- TASK BRIEF: A line below contains "- replace the", and a later one contains "GiB | -72.6% |". Repeat both, with every line between them, exactly.

[[ EXTRACTED ENTRIES, beginning ]]

PR #13989, opened 2026-08-27
perf(promql): fold range-function output incrementally into aggregations

haohuaijin:
## Summary

- add a fused evaluation path for the `agg(range_func(metric[d]))` query shape: range-function values are folded incrementally into one dense per-timestamp accumulator per output group, instead of materializing one intermediate `Sample` per source series and evaluation timestamp
- cover 8 aggregations (`sum`, `avg`, `count`, `min`, `max`, `group`, `stddev`, `stdvar`) x 16 single-argument range functions (`rate`, `irate`, `increase`, `delta`, `idelta`, `deriv`, `changes`, `resets`, and the 8 plain `*_over_time` functions), generalizing the shape from the earlier `sum(rate(...))`-only prototype (#13964) that was dropped before merge
- mirror each generic `Accumulate` implementation exactly (Kahan compensation, min/max infinity seeds and comparison direction, two-pass stddev/stdvar, NaN behavior), and drop output groups whose series produced no values, so fused results are bit-for-bit identical to the generic evaluator wherever the fold is sequential
- fold large groups (>= 2048 series) in parallel chunks whose partial accumulators merge sequentially in chunk order: an ungrouped `sum(rate(...))` over ~900k series uses every core, and the result stays deterministic for a fixed chunk size; every op except the Kahan-compensated `sum`/`avg` stays bit-equal to the sequential fold, and those two stay within relative epsilon (asserted by test)
- replace the aggregation-side `HashMap<i64, State>` per-sample lookup with dense slot indexing; peak memory for the fused shape goes from O(series x steps) intermediate samples to O(groups x steps) accumulator state (`stddev`/`stdvar` still buffer per-sample values, as their generic accumulators do)
- gate the whole path behind `ZO_FEATURE_METRICS_FUSED_AGG_ENABLED` (default on) as an operational kill-switch: disabling it restores the generic evaluator for every query
- keep the generic evaluator as the correctness fallback for every other expression tree: parameterized range functions (`quantile_over_time`, `predict_linear`, `holt_winters`), `absent_over_time`, and non-foldable aggregations (`topk`, `bottomk`, `quantile`, `count_values`) are excluded from dispatch by construction

## Benchmark

Release build, single node, M2 Max 12 cores. Metrics Indexed Parquet dataset, stream `codelab_api_request_duration_seconds_bucket` with 898,560 series; 3-hour range, 15-second step, query caches disabled, 1 warmup + 10 measured queries per case, RSS sampled every 50 ms.

| Query | main mean | PR mean | Latency | main peak RSS | PR peak RSS | RSS |
|---|---:|---:|---:|---:|---:|---:|
| `sum(rate({path="/api/service-1"}[5m]))` | 0.497 s | 0.424 s | -14.7% | 2.40 GiB | 0.66 GiB | -72.6% |
| `sum(rate([5m]))` | 12.010 s | 3.643 s | -69.7% | 18.77 GiB | 10.56 GiB | -43.7% |
| `sum by(le) (rate([5m]))` | 12.051 s | 3.767 s | -68.7% | 17.23 GiB | 10.71 GiB | -37.8% |
| `avg(rate([5m]))` | 13.485 s | 3.572 s | -73.5% | 17.79 GiB | 10.80 GiB | -39.3% |
| `max(irate([5m]))` | 10.885 s | 2.238 s | -79.4% | 18.36 GiB | 10.88 GiB | -40.7% |

The normalized response hash (series labels + values) matched main for all 5 queries, and was stable across all 10 runs on both sides.

Chunk-size sensitivity for the intra-group parallel fold (512 / 2048 / 8192 series per chunk, same binary, chunk size injected via env): means stay within ~1-2% for `sum(rate)` and `sum by(le) (rate)`; 512 shows the most run-to-run jitter. The shipped chunk size is 1024, inside the flat range, halving the serial window for mid-size groups.

## Follow-up (TODO)

- [ ] fuse the bare-selector shape `agg(metric)`: map already-aligned samples to timestamp slots directly, mirroring the generic path's eval-timestamp membership filter (`agg(metric[d])` is a PromQL type error, so only the instant-selector form is needed)
- [ ] fuse parameterized range functions: evaluate the scalar argument(s) first, construct `QuantileOverTimeFunc` / `PredictLinearFunc` / `HoltWintersFunc` with them, and fall back to the generic path on invalid parameters so error behavior stays identical; note the range-vector argument position differs per function

## Test plan

- new `test_fused_range_agg_matches_generic_for_all_pairs`: 512 combinations (8 aggregations x 16 range functions x 4 grouping modifiers, including `by(__name__)` for the `last_over_time` metric-name edge case) asserted bit-for-bit against the generic path, with sparse series and fully-dropped groups in the fixture
- new `test_fused_chunked_large_group_matches_generic_and_is_deterministic`: integer-valued series crossing the chunk threshold both ungrouped and per `by(path)` group, asserted bit-for-bit against the generic path for all 8 aggregations, and asserted deterministic across repeated runs
- new `test_fused_chunked_float_values_stay_within_epsilon_of_generic`: fractional values at a group size where fused chunks but generic folds sequentially, asserting `sum`/`avg` stay within relative 1e-12 of the generic result
- `cargo test -p promql --lib` (388 passed)
- `cargo clippy --workspace --all-targets -- -W clippy::too_many_lines -W clippy::cognitive_complexity -W clippy::excessive_nesting -D warnings` passes


hengfeiyang (approved):

Shrinath-O2:
### 🤖 E2E Council

- **Edition:** oss
- **Needs E2E:** false
- **Feature:** PromQL Fused Range-Aggregation (area: Metrics)

**EDITION: OSS** — All 9 changed paths are backend Rust files under src/config/src/config.rs and src/promql/src/** (aggregations, engine, functions, fused/, lib.rs). None live under enterprise-owned directories (enterprise/, o2_enterprise/, src/enterprise/) and no enterprise keywords (cipher/SSO/SAML/RBAC/SDR) appear in the paths or symbols, so this is an OSS change.

**SKIP: Yes** — Skip. The change is a pure PromQL query-engine optimization (folding agg(range_func(...)) into incremental fused evaluation, gated by a new ZO_FEATURE_METRICS_FUSED_AGG_ENABLED config flag). It touches no user-facing UI and no API contract. No skip label or opt-out comment was present either, but the change is not user-facing, so it is skipped on the 'no user-facing UI flow to test' gate.

**E2E WARRANTED: No** — E2E is not warranted. There is no web/src/** frontend change, no new view/control/validation/state, and no user-exercisable interaction added or altered. The behavior change is internal query-result computation, not a UI flow a Playwright test could meaningfully drive.

**AREA: Metrics** — Area is Metrics only nominally, since PromQL (src/promql/**) serves the metrics query path. Because the change is backend-only and skipped, no spec is generated and the area field is informational.

**GROUP: ?** — No playwright_group applies: the change is skipped and no E2E spec is generated, so no matrix shard is selected.

**EXISTING TESTS: No** — No E2E specs in the diff. The changed files are backend Rust source only; nothing under tests/ui-testing/playwright-tests/ is added or modified, so existing_tests_in_diff is false.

[[ EXTRACTED ENTRIES, end ]]

- EXERCISE OUTPUT:
- replace the aggregation-side `HashMap<i64, State>` per-sample lookup with dense slot indexing; peak memory for the fused shape goes from O(series x steps) intermediate samples to O(groups x steps) accumulator state (`stddev`/`stdvar` still buffer per-sample values, as their generic accumulators do)
- gate the whole path behind `ZO_FEATURE_METRICS_FUSED_AGG_ENABLED` (default on) as an operational kill-switch: disabling it restores the generic evaluator for every query
- keep the generic evaluator as the correctness fallback for every other expression tree: parameterized range functions (`quantile_over_time`, `predict_linear`, `holt_winters`), `absent_over_time`, and non-foldable aggregations (`topk`, `bottomk`, `quantile`, `count_values`) are excluded from dispatch by construction

## Benchmark

Release build, single node, M2 Max 12 cores. Metrics Indexed Parquet dataset, stream `codelab_api_request_duration_seconds_bucket` with 898,560 series; 3-hour range, 15-second step, query caches disabled, 1 warmup + 10 measured queries per case, RSS sampled every 50 ms.

| Query | main mean | PR mean | Latency | main peak RSS | PR peak RSS | RSS |
|---|---:|---:|---:|---:|---:|---:|
| `sum(rate({path="/api/service-1"}[5m]))` | 0.497 s | 0.424 s | -14.7% | 2.40 GiB | 0.66 GiB | -72.6% |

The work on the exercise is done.